■ Assigned task
Your job is to return every line in the data holding the string "storing".

Segment Open

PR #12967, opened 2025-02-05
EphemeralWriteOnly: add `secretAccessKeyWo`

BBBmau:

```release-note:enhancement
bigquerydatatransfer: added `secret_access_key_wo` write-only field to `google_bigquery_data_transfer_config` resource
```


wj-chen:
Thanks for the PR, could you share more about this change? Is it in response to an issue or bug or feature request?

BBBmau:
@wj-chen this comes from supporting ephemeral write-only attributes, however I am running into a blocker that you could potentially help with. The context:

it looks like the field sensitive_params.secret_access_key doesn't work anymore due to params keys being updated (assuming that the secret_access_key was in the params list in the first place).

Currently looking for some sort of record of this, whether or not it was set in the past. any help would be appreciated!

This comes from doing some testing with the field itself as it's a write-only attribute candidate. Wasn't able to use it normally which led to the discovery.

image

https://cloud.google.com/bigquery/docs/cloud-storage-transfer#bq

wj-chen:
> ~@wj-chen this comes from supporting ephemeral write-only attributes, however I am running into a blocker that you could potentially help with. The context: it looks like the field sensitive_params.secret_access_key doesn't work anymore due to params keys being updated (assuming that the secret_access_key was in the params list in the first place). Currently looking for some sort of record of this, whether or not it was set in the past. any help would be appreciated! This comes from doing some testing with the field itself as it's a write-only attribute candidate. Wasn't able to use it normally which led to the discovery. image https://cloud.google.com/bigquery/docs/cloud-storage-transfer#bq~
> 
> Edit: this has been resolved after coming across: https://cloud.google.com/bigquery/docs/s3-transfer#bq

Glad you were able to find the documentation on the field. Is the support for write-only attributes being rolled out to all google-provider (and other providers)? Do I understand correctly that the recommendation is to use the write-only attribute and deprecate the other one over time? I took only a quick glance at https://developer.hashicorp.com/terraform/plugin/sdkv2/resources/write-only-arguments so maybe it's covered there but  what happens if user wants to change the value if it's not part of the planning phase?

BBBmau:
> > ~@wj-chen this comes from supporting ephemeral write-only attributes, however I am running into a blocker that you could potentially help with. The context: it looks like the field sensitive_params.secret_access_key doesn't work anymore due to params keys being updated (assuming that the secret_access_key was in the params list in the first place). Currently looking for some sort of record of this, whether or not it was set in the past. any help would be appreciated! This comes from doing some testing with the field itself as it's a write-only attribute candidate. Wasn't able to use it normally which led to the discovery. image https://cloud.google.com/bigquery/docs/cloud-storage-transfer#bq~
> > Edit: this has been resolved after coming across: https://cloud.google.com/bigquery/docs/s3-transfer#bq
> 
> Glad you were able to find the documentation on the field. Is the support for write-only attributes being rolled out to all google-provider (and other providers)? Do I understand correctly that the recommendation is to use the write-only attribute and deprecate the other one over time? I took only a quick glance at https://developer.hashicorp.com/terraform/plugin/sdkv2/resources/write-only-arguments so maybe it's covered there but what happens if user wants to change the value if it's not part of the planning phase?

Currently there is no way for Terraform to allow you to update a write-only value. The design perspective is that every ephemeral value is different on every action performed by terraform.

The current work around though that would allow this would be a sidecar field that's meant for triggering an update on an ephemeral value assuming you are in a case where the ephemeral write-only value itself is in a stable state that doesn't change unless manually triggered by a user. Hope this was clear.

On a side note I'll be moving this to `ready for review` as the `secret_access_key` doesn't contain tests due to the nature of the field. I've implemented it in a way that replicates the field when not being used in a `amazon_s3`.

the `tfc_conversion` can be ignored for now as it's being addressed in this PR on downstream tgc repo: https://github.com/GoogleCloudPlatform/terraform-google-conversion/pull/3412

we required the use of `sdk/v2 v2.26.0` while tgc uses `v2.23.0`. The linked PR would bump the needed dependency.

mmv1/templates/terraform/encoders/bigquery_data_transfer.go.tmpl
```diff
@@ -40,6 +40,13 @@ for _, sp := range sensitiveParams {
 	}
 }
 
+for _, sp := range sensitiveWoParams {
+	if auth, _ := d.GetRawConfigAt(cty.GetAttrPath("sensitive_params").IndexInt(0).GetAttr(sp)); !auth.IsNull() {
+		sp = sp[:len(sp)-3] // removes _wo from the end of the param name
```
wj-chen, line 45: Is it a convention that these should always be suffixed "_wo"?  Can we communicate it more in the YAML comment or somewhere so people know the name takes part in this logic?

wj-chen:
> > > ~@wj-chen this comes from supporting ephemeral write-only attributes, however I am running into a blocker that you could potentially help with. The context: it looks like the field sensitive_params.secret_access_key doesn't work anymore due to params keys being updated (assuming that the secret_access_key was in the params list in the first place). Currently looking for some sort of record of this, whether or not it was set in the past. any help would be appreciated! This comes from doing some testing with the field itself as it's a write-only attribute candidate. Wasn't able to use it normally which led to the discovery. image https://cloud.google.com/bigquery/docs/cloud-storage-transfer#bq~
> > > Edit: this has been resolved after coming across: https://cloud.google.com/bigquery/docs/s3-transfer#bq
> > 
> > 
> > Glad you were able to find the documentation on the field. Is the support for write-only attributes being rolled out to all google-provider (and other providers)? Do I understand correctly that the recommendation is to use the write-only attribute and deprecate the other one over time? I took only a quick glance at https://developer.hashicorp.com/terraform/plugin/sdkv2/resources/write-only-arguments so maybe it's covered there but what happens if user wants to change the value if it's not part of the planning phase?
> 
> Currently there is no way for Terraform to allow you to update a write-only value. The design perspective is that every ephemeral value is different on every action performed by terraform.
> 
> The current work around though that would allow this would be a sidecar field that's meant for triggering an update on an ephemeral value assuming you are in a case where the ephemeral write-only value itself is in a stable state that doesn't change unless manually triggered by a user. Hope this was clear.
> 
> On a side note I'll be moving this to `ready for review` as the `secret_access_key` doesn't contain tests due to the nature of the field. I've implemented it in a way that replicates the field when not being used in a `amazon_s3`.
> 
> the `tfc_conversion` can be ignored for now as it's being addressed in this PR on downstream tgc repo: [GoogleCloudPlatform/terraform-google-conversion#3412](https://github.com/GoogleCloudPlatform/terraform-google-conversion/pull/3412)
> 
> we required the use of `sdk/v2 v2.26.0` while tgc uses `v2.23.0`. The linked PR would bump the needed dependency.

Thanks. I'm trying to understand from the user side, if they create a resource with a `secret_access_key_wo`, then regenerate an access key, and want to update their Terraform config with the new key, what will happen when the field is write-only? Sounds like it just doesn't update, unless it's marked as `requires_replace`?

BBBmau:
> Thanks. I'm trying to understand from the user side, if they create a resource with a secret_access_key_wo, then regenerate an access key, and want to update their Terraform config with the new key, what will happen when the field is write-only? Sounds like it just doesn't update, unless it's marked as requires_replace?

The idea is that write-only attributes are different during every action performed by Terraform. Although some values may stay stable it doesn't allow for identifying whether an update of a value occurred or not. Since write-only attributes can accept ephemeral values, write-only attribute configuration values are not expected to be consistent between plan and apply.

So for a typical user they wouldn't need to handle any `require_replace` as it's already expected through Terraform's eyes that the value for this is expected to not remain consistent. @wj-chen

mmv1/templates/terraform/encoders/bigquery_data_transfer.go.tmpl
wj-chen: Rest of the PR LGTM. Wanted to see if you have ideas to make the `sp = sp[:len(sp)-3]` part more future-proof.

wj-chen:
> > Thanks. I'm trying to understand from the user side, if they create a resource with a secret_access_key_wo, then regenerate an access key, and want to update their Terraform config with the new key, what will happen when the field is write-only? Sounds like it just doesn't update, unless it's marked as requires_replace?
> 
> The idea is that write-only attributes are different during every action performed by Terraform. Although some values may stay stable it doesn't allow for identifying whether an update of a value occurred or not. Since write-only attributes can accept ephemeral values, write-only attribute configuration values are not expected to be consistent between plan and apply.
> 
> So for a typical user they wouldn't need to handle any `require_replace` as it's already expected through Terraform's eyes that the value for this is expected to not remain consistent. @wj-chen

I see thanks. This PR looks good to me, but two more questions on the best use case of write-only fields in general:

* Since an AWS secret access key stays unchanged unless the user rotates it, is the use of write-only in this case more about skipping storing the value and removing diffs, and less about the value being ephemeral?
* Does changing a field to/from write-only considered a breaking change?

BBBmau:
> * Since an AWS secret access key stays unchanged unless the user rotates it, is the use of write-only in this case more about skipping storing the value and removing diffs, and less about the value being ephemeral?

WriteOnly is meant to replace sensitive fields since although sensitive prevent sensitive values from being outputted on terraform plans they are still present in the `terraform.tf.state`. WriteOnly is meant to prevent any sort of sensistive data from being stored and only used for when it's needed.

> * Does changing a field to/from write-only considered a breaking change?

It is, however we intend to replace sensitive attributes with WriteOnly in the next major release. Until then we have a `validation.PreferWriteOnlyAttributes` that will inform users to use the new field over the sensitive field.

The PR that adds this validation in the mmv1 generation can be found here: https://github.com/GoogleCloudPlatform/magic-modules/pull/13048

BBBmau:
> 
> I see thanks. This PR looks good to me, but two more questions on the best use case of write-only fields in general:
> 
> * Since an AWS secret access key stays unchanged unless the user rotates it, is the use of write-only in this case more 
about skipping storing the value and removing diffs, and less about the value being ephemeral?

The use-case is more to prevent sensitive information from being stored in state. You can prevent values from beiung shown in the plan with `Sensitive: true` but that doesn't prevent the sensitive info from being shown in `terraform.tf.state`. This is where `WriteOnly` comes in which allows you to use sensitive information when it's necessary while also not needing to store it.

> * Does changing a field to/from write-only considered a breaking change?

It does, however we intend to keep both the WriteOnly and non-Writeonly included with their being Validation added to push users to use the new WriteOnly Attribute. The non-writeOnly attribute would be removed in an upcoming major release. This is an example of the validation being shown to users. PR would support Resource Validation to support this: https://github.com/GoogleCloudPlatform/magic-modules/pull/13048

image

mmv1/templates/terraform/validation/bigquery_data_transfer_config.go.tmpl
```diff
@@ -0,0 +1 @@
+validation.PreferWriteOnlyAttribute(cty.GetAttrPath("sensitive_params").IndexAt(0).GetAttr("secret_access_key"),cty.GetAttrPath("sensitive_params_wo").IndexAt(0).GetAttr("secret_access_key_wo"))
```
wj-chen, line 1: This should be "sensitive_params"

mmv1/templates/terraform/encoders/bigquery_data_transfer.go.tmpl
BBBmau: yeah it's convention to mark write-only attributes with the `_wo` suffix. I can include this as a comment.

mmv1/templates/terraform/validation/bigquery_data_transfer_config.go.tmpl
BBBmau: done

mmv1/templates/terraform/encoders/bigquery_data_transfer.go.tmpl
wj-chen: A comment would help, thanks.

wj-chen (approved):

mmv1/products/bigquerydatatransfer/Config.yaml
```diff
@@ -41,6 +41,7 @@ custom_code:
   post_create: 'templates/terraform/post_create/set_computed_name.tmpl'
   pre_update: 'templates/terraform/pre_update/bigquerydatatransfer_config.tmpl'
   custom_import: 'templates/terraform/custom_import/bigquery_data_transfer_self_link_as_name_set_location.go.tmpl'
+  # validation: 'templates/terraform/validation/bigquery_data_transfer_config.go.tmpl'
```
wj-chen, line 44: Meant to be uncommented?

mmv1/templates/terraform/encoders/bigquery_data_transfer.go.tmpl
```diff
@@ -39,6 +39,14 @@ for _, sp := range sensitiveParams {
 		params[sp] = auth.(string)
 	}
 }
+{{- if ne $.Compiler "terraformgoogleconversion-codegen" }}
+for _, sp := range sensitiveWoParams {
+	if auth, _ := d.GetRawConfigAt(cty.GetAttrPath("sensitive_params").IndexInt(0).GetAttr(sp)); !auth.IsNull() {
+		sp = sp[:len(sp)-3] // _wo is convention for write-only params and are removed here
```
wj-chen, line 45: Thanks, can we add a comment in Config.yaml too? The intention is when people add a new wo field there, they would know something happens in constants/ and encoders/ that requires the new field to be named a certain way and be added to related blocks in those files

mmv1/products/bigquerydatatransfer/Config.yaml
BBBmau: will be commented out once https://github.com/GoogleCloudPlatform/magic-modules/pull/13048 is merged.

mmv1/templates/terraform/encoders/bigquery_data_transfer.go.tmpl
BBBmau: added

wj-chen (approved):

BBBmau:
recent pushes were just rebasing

Segment Closed

■ The answer
* Since an AWS secret access key stays unchanged unless the user rotates it, is the use of write-only in this case more about skipping storing the value and removing diffs, and less about the value being ephemeral?
> * Since an AWS secret access key stays unchanged unless the user rotates it, is the use of write-only in this case more about skipping storing the value and removing diffs, and less about the value being ephemeral?
about skipping storing the value and removing diffs, and less about the value being ephemeral?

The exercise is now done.